Two months ago, a garbage man discovered me in an alley where I had been literally thrown out with the trash, found lying in my own blood amongst a heap of garbage bags beside a dumpster. When I woke in the hospital, with the biggest fucking headache in the history of headaches, the police and doctors dismissed me as a runaway. Or a hooker. Or some hybrid combo of the two. The policeman asking me questions at my bedside didn’t bother to hide his disgust when he informed me that what probably happened was a simple case of a John getting rough with me. I’d opened my mouth to argue but stopped.
He could’ve been right.
Nothing else made any sort of sense.
No wallet. No ID. No money. No possessions of any kind.
No fucking memory.
When someone goes missing on the news, teams of people gather together and form a search party. Police reports are filed and and sometimes candlelight vigils are held in hopes the missing would soon return home. What they don’t ever show you is what happens when no one looks. When the loved ones either don’t know, don’t exist…or just don’t care.

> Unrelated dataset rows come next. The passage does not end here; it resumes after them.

PR #1262, opened 2021-01-27
metrics: Add metricClusterDeploymentSyncsetPaused

mbarnes:
The OpenShift Dedicated SRE team would like to be alerted when a production ClusterDeployment has a `hive.openshift.io/syncset-pause="true"` annotation for some threshold duration.

This adds a new Prometheus metric to allow for such an alert.  It's essentially a boolean for each ClusterDeployment.

### DIFF
--- a/pkg/controller/metrics/metrics.go
+++ b/pkg/controller/metrics/metrics.go
@@ -2,6 +2,7 @@ package metrics
 
 import (
 	"context"
+	"strconv"
 	"time"
 
 	"github.com/prometheus/client_golang/prometheus"
@@ -98,6 +99,17 @@ var (
 		},
 		[]string{"controller", "outcome"},
 	)
+	// metricClusterDeploymentSyncsetPaused tracks ClusterDeployments which
+	// are NOT being synchronized by Hive.  This is achieved by the presence
+	// of a hive.openshift.io/syncset-pause="true" annotation.  The value is
+	// a boolean with "1" indicating the annotation is present.
+	metricClusterDeploymentSyncsetPaused = prometheus.NewGaugeVec(
+		prometheus.GaugeOpts{
+			Name: "hive_cluster_deployment_syncset_paused",
+			Help: "Whether Hive has paused syncing to the cluster",
+		},
+		[]string{"cluster_deployment", "namespace", "cluster_type"},
+	)
 )
 
 // ReconcileOutcome is used in controller "reconcile complete" log entries, and the metricControllerReconcileTime
@@ -130,6 +142,7 @@ func init() {
 	metrics.Registry.MustRegister(metricControllerReconcileTime)
 
 	metrics.Registry.MustRegister(MetricClusterDeploymentDeprovisioningUnderwaySeconds)
+	metrics.Registry.MustRegister(metricClusterDeploymentSyncsetPaused)
 }
 
 // Add creates a new metrics Calculator and adds it to the Manager.
@@ -182,6 +195,7 @@ func (mc *Calculator) Start(stopCh <-chan struct{}) error {
 				return
 			}
 			for _, cd := range clusterDeployments.Items {
+				clusterType := GetClusterDeploymentType(&cd)
 				accumulator.processCluster(&cd)
 
 				if cd.DeletionTimestamp != nil {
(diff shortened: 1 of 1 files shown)


pkg/controller/metrics/metrics.go
```diff
@@ -192,9 +206,18 @@ func (mc *Calculator) Start(stopCh <-chan struct{}) error {
...
 				}
+
+				var value float64
+				if paused, err := strconv.ParseBool(cd.Annotations[constants.SyncsetPauseAnnotation]); err == nil && paused {
+					value = 1.0
+				}
+				metricClusterDeploymentSyncsetPaused.WithLabelValues(
+					cd.Name,
+					cd.Namespace,
+					clusterType).Set(value)
```
dgoodwin, line 220: This is a great idea and thanks for sending us the PR directly!

We want to limit the data we report as much as possible, as implemented it's reporting 0's for every cluster in the system, I think you can just skip the 0's.

Then you would want to make sure to delete any metric that shouldn't be set (for clusters that were paused but no longer are) so it stops getting reported (and eventually cycles out of the prometheus data as it expires a week or two later), which you can do idempotently with this approach:
https://github.com/openshift/hive/blob/master/pkg/controller/clusterdeployment/clusterdeployment_controller.go#L1927

mbarnes: That makes sense, and thanks for the quick review.  I'll rework as you suggest.

mbarnes:
@dgoodwin Reworked as you suggested, though CI tests seem to be wedged at the moment.

This version is a little more intrusive as I had to split a util function into two and tend to its unit tests.

pkg/controller/metrics/metrics.go
```diff
@@ -146,6 +159,19 @@ func Add(mgr manager.Manager) error {
...
+// ClearClusterDeploymentSyncsetPaused deletes the MetricClusterDeploymentSyncsetPaused
+// labeled value for the given ClusterDeployment.
+func ClearClusterDeploymentSyncsetPaused(cd *hivev1.ClusterDeployment, logger log.FieldLogger) {
+	cleared := MetricClusterDeploymentSyncsetPaused.Delete(map[string]string{
+		"cluster_deployment": cd.Name,
+		"namespace":          cd.Namespace,
+		"cluster_type":       GetClusterDeploymentType(cd),
+	})
+	if cleared {
+		logger.Debug("cleared metric: %v", MetricClusterDeploymentSyncsetPaused)
```
dgoodwin, line 171: Probably worth Info level as this should be pretty rare.

pkg/controller/metrics/metrics.go
```diff
@@ -192,9 +219,16 @@ func (mc *Calculator) Start(stopCh <-chan struct{}) error {
...
+						clusterType).Set(
 						time.Since(cd.CreationTimestamp.Time).Seconds())
 				}
+
+				if paused, err := strconv.ParseBool(cd.Annotations[constants.SyncsetPauseAnnotation]); err == nil && paused {
+					MetricClusterDeploymentSyncsetPaused.WithLabelValues(
+						cd.Name,
+						cd.Namespace,
+						clusterType).Set(1.0)
+				}
```
dgoodwin, line 231: I might be mistaken, but I think you can just do the Delete in an else right here, does that work? I fear my link misled you to plug it into a controller, whereas in this case I think it's safe for us to clear it right here. (was intended to demonstrate how to Delete for specific labels)

pkg/controller/utils/clusterdeployment.go
```diff
@@ -23,17 +23,21 @@ func IsFakeCluster(cd *hivev1.ClusterDeployment) bool {
...
+func IsClusterPaused(cd *hivev1.ClusterDeployment, logger log.FieldLogger) bool {
 	if paused, err := strconv.ParseBool(cd.Annotations[constants.SyncsetPauseAnnotation]); err == nil && paused {
 		logger.WithField("annotation", constants.SyncsetPauseAnnotation).Warn("syncing to cluster is disabled by annotation")
 		return true
 	}
+	return false
+}
+
+// IsClusterRelocating checks if the cluster is relocating
+func IsClusterRelocating(cd *hivev1.ClusterDeployment, logger log.FieldLogger) bool {
```
dgoodwin, line 36: If the above is correct, the rest of this refactor can be reverted back to original form.

dgoodwin:
:100: 

Thanks!

/lgtm

PR #1263, opened 2021-01-28
ensure controller runtime uses logrus for logging

abhinavdahiya:
controller runtime currently defaults to NullLogger [1] which doesn't log anything.
This is bad because any error returned from Reconcile function is therefore not logged anywhere
which is same as just eating the error. To make sure the controller runtime errors are also logged
we would need an adapter for logrus as this project uses that for logging.

Therefore, this implements a wrapper around lorgus that satisfies the logr.Logger interface and
confure the hive-controller and hive-operator managers with it.

The wrapper uses logrus.DebugLevel for all info messages and logrus.ErrorLevel for all error messages
from controller-runtime regardless of level (V) selected by caller in controller-runtime. This makes
sure all error messages from controller-runtime are always visible and the rest are only visible when in
debug mode.

[1]: https://github.com/kubernetes-sigs/controller-runtime/blob/9e78e653228851684b6b9cdabe5aae8559fe3722/pkg/log/null.go#L28

/assign @dgoodwin 
/cc @joelddiaz

### DIFF
--- a/cmd/manager/main.go
+++ b/cmd/manager/main.go
@@ -56,6 +56,7 @@ import (
 	"github.com/openshift/hive/pkg/controller/unreachable"
 	"github.com/openshift/hive/pkg/controller/utils"
 	"github.com/openshift/hive/pkg/controller/velerobackup"
+	utillogrus "github.com/openshift/hive/pkg/util/logrus"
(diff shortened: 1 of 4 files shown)


dgoodwin:
This is terrific, thanks!

/lgtm

PR #1270, opened 2021-02-01
Change fake-cluster-id to a real uuid

twiest:
- [x] Change fake-cluster-id to a real uuid
- [x] Test the change to ensure it is working correctly

/assign @joelddiaz 
/cc @suhanime

### DIFF
--- a/pkg/installmanager/fake.go
+++ b/pkg/installmanager/fake.go
@@ -4,12 +4,13 @@ import (
 	"encoding/json"
 	"fmt"
 
+	"github.com/google/uuid"
 	installertypes "github.com/openshift/installer/pkg/types"
 
 	hivev1 "github.com/openshift/hive/pkg/apis/hive/v1"
 )
 
-const fakeMetadataFormatStr = `{"aws":{"identifier":[{"kubernetes.io/cluster/fake-infraid":"owned"},{"openshiftClusterID":"fake-cluster-id"}],"region":"us-east-1"},"clusterID":"fake-cluster-id","clusterName":"%s","infraID":"fake-infra-id"}`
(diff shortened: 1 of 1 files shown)


twiest:
Fixes: https://issues.redhat.com/browse/HIVE-1354

joelddiaz (commented):
/lgtm

pkg/installmanager/fake.go
```diff
@@ -4,12 +4,13 @@ import (
...
 	"fmt"
 
+	"github.com/google/uuid"
 	installertypes "github.com/openshift/installer/pkg/types"
 
 	hivev1 "github.com/openshift/hive/pkg/apis/hive/v1"
 )
 
-const fakeMetadataFormatStr = `{"aws":{"identifier":[{"kubernetes.io/cluster/fake-infraid":"owned"},{"openshiftClusterID":"fake-cluster-id"}],"region":"us-east-1"},"clusterID":"fake-cluster-id","clusterName":"%s","infraID":"fake-infra-id"}`
+const fakeMetadataFormatStr = `{"aws":{"identifier":[{"kubernetes.io/cluster/fake-infraid":"owned"},{"openshiftClusterID":"%s"}],"region":"us-east-1"},"clusterID":"%s","clusterName":"%s","infraID":"fake-infra-id"}`
```
abhinavdahiya, line 13: I think the goal of using `fake-cluster-id` was to make it sure clear that this is a fake cluster, replacing this with UUID only now makes these clusters look very similar to real ones which can cause problems.. any reason why we didn't go for the original recommendation from slack thread of `fake-cluster-UUID` @twiest

twiest: For posterity, this pattern was discussed on slack, but didn't make it to the card. Working on a separate PR to change to using this pattern.

twiest: Fixed in PR #1273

The police searched the missing persons reports throughout the state and then the country with no luck. My fingerprints didn’t match any on record, and neither did my picture.
I learned then that being labeled a missing person didn’t necessarily mean I was missed. At least not enough to require any of the theatrics. No newspaper articles. No channel-six news. No plea from family members for my safe return.
Maybe, it was my fault no one had bothered to look for me. Maybe, I was an asshole and people celebrated the day I went away.
Or ran away.
Or was shipped down river in a fucking Moses basket.
I don’t fucking know. Anything was possible.
I don’t know where I came from.
I don’t know how old I am.
I don’t know my real name.
All I had in the world was reflected back at me in the bathroom mirror of that gas station, and I had no fucking clue who she was.
Without knowing if I was a minor or not, I was sent to live at Camp Touchey Feeley, where I only lasted a couple of weeks among the serial masturbators and juvenile delinquents. On the night I woke up to find one of the older boys standing at the foot of my bed with his fly unzipped, his dick in his hand, I escaped through a bathroom window. The only thing I left with was the donated clothes on my back, and a nickname.
They called me Doe.
As in Jane Doe.
The only difference between me and a real Jane Doe was a toe-tag because what I was doing sure as shit wasn’t living. Stealing to eat. Sleeping wherever I could find cover from the elements. Begging on the side of freeway off-ramps. Scrounging through restaurant dumpsters.
Nikki ran her chewed-off fingernails through her greasy red hair. “You ready?” she asked. Sniffling, she hopped on the balls of her feet like she was an athlete amping up for the big game.
Though it was the furthest thing from the truth, I nodded. I wasn’t ready, never would be, but I’d run out of options. It wasn’t safe on the streets, each night in the open was a literal gamble with my life. And not to mention that if I lost any more weight, I wouldn’t have the strength to fight off any threats. Either way I needed protection from both the elements and the people who lurked around at night before I ended up a real Jane Doe.